Listening to him brought back a picture that one of my old colleagues had posted on my Facebook wall a while ago. It was about a woman who is unapologetically herself. She had shared the picture with a caption, “Yours was the face that came to my mind when I saw this”. It made me happy and quite proud too, because that was what I have been almost all my life – “unapologetically myself”.

I was looked at as a rebel by quite a lot of people, including my family at one point. When I fought at home at the age of 16 against my family’s and the society’s wish to see me pursue BTech and become an engineer, when I put my foot down and told them I was going to join an arts college to do my B.A. in a dual course of Literature and Administration, I was told I was ruining my life. When I decided to leave my first job as I didn’t want my career being shaped as a Sales Manager, when I kept looking for an HR job and ended up becoming the HR Executive of a small company, getting 7000 rupees as salary against the 19000 rupees at my first job, I was told I would be looked at as a failure. When I kept laughing about profiles from a matrimonial site and declining marriage proposals at 26 because I was not ready to get married to someone I didn’t know or love, when I said I didn’t mind staying single all my life if I had to, I was told I would end up alone and regret what I was doing. When I left my job in the corporate world after 6 years of doing things that I loved and had secured a not-so-bad bank balance despite a long run of below-average salary, when I decided to stay at home and write as that made me happy, I was given looks that clearly said “Another bimbo wasting her degree and feeding off her husband”. Every time I spoke my mind and stood up for what I believed in, every time I refused to go with the flow just because everyone else was doing it, every time I said I wouldn’t do something that I felt was wrong, I was looked at as an arrogant, outspoken snob.

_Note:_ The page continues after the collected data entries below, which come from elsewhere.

PR #9152, opened 2026-05-05
fix: lint generated next

mikeallisonJS:


csiyang:
Reviewed against the failing autofix.ci run ([25351353715](https://github.com/JesusFilm/core/actions/runs/25351353715)). The TS2307 cascade was caused by losing `/// <reference types="next/image-types/global" />` when #9148 deleted the per-app `next-env.d.ts` files — this fix correctly addresses the root cause by adding the missing ambient `*.png` / `*.jpg` (and for `apps/player`, `*.svg`) declarations to each app's `index.d.ts`, without recreating gitignored generated files. All green on the latest run. ✅

Some asymmetry / consistency nits worth knowing about (none are blockers — happy for these to be a follow-up):

1. **Two coexisting styles for the same declaration in this PR.** Pick one before merging or in a follow-up:
   - Inline (used in `journeys-admin`, `player`, `watch`):
     ```ts
     const content: import('next/image').StaticImageData
     ```
   - Top-level import (used in `resources`, `videos-admin`):
     ```ts
     import { StaticImageData } from 'next/image'
     const content: StaticImageData
     ```

2. **`apps/player/index.d.ts` declares `*.svg` as `StaticImageData`** ([apps/player/index.d.ts:1-4](https://github.com/JesusFilm/core/blob/26-00-MA-fix-lint-generated-next/apps/player/index.d.ts#L1-L4)) while every other Next app declares `*.svg` as `any` with a `ReactComponent` export (the legacy SVGR shape). Functionally fine because player only uses default imports of SVGs (verified — `SharedPlaylistBanner.tsx`, `TopNavBar.tsx`), but worth aligning so SVGR-style usage doesn't surprise someone later.

3. **Unused `*.jpg` declarations added to `journeys-admin` and `watch`.** Neither app currently imports any `.jpg` (`journeys-admin`: 4 png, 0 jpg; `watch`: 1 png, 0 jpg). Harmless ambient noise. Either drop them or accept it as forward-compat.

4. **PR body is empty** and the title (`fix: lint generated next`) doesn't disambiguate that this also bundles the `@nx/enforce-module-boundaries` eslint-disable for the 6 `i18next.config.js` files (added in #9080, never had a disable). That second fix is unrelated to next-env.d.ts. Worth a one-liner in the PR description so the archaeologists in 6 months know what happened.

5. **Re the previously-flagged image-module asymmetry on #8988**: post-fix, only the 5 apps that actually import images get the declarations (`arclight`/`docs`/`short-links`/`watch-modern` are correctly skipped — 0 image imports in each). `libs/journeys/ui/next-env.d.ts` is preserved by the `!libs/**/next-env.d.ts` carve-out in the gitignore, so the ~11 `.jpg` imports in that lib still resolve. So scope-wise, it's correct.

Bigger-picture: a single shared `image-modules.d.ts` referenced from `tsconfig.base.json` would let us delete the duplication across 5 apps and the libs `next-env.d.ts`, but that's a refactor for another PR — not a reason to hold this fix.

Verdict: **approve**, the comments are nits.

csiyang (approved):
LGTM — targeted fix for the #9148 lint fallout. Restores next/image-types/global declarations in each affected app's index.d.ts (5 apps + player) without reintroducing the committed next-env.d.ts pattern. Detailed comment with notes on per-app declaration-style asymmetry and a follow-up opportunity for a shared image-modules.d.ts already posted on the PR.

When everyone was busy telling me how the society would perceive me and how the society would judge me, I was busy living my life on my own terms. That was not me being a rebel, that was not me being unorthodox or progressive, that was not me doing something great; that was just me being “unapologetically myself”.

I am sure at least some of you would be thinking “She could do all that because she could afford it.” To an extent, yes, that is true, at least for the time when I was doing my studies. But it wasn’t that way all my life. If I have made hard decisions on my career choices, that was only because I was willing to sacrifice a lot on account of a lower salary, not because my Dad would pay for everything. And trust me, all those decisions which were frowned upon by others were the ones that ultimately made my family happy too – my studies, my job, my marriage – everything.

That day, listening to Hari tell me to just be who I have always been, I realized how lucky I was, that I could live a life of no regrets, devoid of any efforts to prove myself to anyone, being “unapologetically myself”. Try that, you will live a fuller life and die a happier person!